• EXERCISE DETAILS:
Retype the whole listing below, character for character.

··········

PR #774, opened 2020-08-26
Fix image upload request

### LINKED ISSUE #773: Updating profile image is broken

mradkov:
Issue was the correct headers were not passed when an image is uploaded

fixes #773

### DIFF
--- a/src/utils/backend.js
+++ b/src/utils/backend.js
@@ -1,8 +1,9 @@
 import { BACKEND_URL } from '../config/constants';
 import { wrapTry } from './util';
 
-const backendFetch = (path, ...args) => wrapTry(fetch(`${BACKEND_URL}/${path}`, ...args)
-  .catch((err) => console.error(err)));
+const backendFetch = (path, ...args) => wrapTry(
+  fetch(`${BACKEND_URL}/${path}`, ...args).catch((err) => console.error(err)),
+);
 
 export default class Backend {
   static getTipComments = async (tipId) => backendFetch(`comment/api/tip/${encodeURIComponent(tipId)}`);
@@ -45,8 +46,12 @@ export default class Backend {
 
   static sendProfileData = async (address, postParam) => backendFetch(`profile/${address}`, {
     method: 'post',
-    body: JSON.stringify(postParam),
-    headers: { 'Content-Type': 'application/json' },
+    ...postParam instanceof FormData
+      ? { body: postParam }
+      : {
+        body: JSON.stringify(postParam),
+        headers: { 'Content-Type': 'application/json' },
+      },
   });
 
   static setImage = async (address, data) => {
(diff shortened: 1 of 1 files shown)


src/utils/backend.js
```diff
@@ -43,11 +44,22 @@ export default class Backend {
...
+      body:
+        postParam instanceof FormData ? postParam : JSON.stringify(postParam),
+    };
+
+    Object.assign(
+      request,
+      !(postParam instanceof FormData) && {
+        headers: { 'Content-Type': 'application/json' },
+      },
+    );
```
mradkov, line 59: Here we assign the `headers` prop only in the case where no image was uploaded. 

We can optimize if we find a more clean way to have a null-safe object property assign.

davidyuk: I'm proposing to do it in a way as it was before:
```js
static sendProfileData = async (address, postParam) => backendFetch(`profile/${address}`, {
  method: 'post',
  body: postParam instanceof FormData ? postParam : JSON.stringify(postParam),
  ...!(postParam instanceof FormData) && { headers: { 'Content-Type': 'application/json' } },
});
```

src/utils/backend.js
```diff
@@ -1,8 +1,9 @@
 import { BACKEND_URL } from '../config/constants';
 import { wrapTry } from './util';
 
-const backendFetch = (path, ...args) => wrapTry(fetch(`${BACKEND_URL}/${path}`, ...args)
-  .catch((err) => console.error(err)));
+const backendFetch = (path, ...args) => wrapTry(
+  fetch(`${BACKEND_URL}/${path}`, ...args).catch((err) => console.error(err)),
+);
```
davidyuk, line 6: Would be so nice to remove `console.error(err)` from here, but it is out of the scope of this PR

src/utils/backend.js
```diff
@@ -45,8 +46,8 @@ export default class Backend {
 
   static sendProfileData = async (address, postParam) => backendFetch(`profile/${address}`, {
     method: 'post',
-    body: JSON.stringify(postParam),
-    headers: { 'Content-Type': 'application/json' },
+    body: postParam instanceof FormData ? postParam : JSON.stringify(postParam),
+    ...!(postParam instanceof FormData) && { headers: { 'Content-Type': 'application/json' } },
```
davidyuk, line 50: we can also extract condition 🤩
```suggestion
    ...postParam instanceof FormData
      ? { body: postParam }
      : {
        body: JSON.stringify(postParam),
        headers: { 'Content-Type': 'application/json' }
      },
```
@mradkov can you squash all commits if you decide to apply this one?

mradkov: I will apply it and squash.

thepiwo (approved):

davidyuk (approved):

··········

• REPLY:
PR #774, opened 2020-08-26
Fix image upload request

### LINKED ISSUE #773: Updating profile image is broken

mradkov:
Issue was the correct headers were not passed when an image is uploaded

fixes #773

### DIFF
--- a/src/utils/backend.js
+++ b/src/utils/backend.js
@@ -1,8 +1,9 @@
 import { BACKEND_URL } from '../config/constants';
 import { wrapTry } from './util';
 
-const backendFetch = (path, ...args) => wrapTry(fetch(`${BACKEND_URL}/${path}`, ...args)
-  .catch((err) => console.error(err)));
+const backendFetch = (path, ...args) => wrapTry(
+  fetch(`${BACKEND_URL}/${path}`, ...args).catch((err) => console.error(err)),
+);
 
 export default class Backend {
   static getTipComments = async (tipId) => backendFetch(`comment/api/tip/${encodeURIComponent(tipId)}`);
@@ -45,8 +46,12 @@ export default class Backend {
 
   static sendProfileData = async (address, postParam) => backendFetch(`profile/${address}`, {
     method: 'post',
-    body: JSON.stringify(postParam),
-    headers: { 'Content-Type': 'application/json' },
+    ...postParam instanceof FormData
+      ? { body: postParam }
+      : {
+        body: JSON.stringify(postParam),
+        headers: { 'Content-Type': 'application/json' },
+      },
   });
 
   static setImage = async (address, data) => {
(diff shortened: 1 of 1 files shown)


src/utils/backend.js
```diff
@@ -43,11 +44,22 @@ export default class Backend {
...
+      body:
+        postParam instanceof FormData ? postParam : JSON.stringify(postParam),
+    };
+
+    Object.assign(
+      request,
+      !(postParam instanceof FormData) && {
+        headers: { 'Content-Type': 'application/json' },
+      },
+    );
```
mradkov, line 59: Here we assign the `headers` prop only in the case where no image was uploaded. 

We can optimize if we find a more clean way to have a null-safe object property assign.

davidyuk: I'm proposing to do it in a way as it was before:
```js
static sendProfileData = async (address, postParam) => backendFetch(`profile/${address}`, {
  method: 'post',
  body: postParam instanceof FormData ? postParam : JSON.stringify(postParam),
  ...!(postParam instanceof FormData) && { headers: { 'Content-Type': 'application/json' } },
});
```

src/utils/backend.js
```diff
@@ -1,8 +1,9 @@
 import { BACKEND_URL } from '../config/constants';
 import { wrapTry } from './util';
 
-const backendFetch = (path, ...args) => wrapTry(fetch(`${BACKEND_URL}/${path}`, ...args)
-  .catch((err) => console.error(err)));
+const backendFetch = (path, ...args) => wrapTry(
+  fetch(`${BACKEND_URL}/${path}`, ...args).catch((err) => console.error(err)),
+);
```
davidyuk, line 6: Would be so nice to remove `console.error(err)` from here, but it is out of the scope of this PR

src/utils/backend.js
```diff
@@ -45,8 +46,8 @@ export default class Backend {
 
   static sendProfileData = async (address, postParam) => backendFetch(`profile/${address}`, {
     method: 'post',
-    body: JSON.stringify(postParam),
-    headers: { 'Content-Type': 'application/json' },
+    body: postParam instanceof FormData ? postParam : JSON.stringify(postParam),
+    ...!(postParam instanceof FormData) && { headers: { 'Content-Type': 'application/json' } },
```
davidyuk, line 50: we can also extract condition 🤩
```suggestion
    ...postParam instanceof FormData
      ? { body: postParam }
      : {
        body: JSON.stringify(postParam),
        headers: { 'Content-Type': 'application/json' }
      },
```
@mradkov can you squash all commits if you decide to apply this one?

mradkov: I will apply it and squash.

thepiwo (approved):

davidyuk (approved):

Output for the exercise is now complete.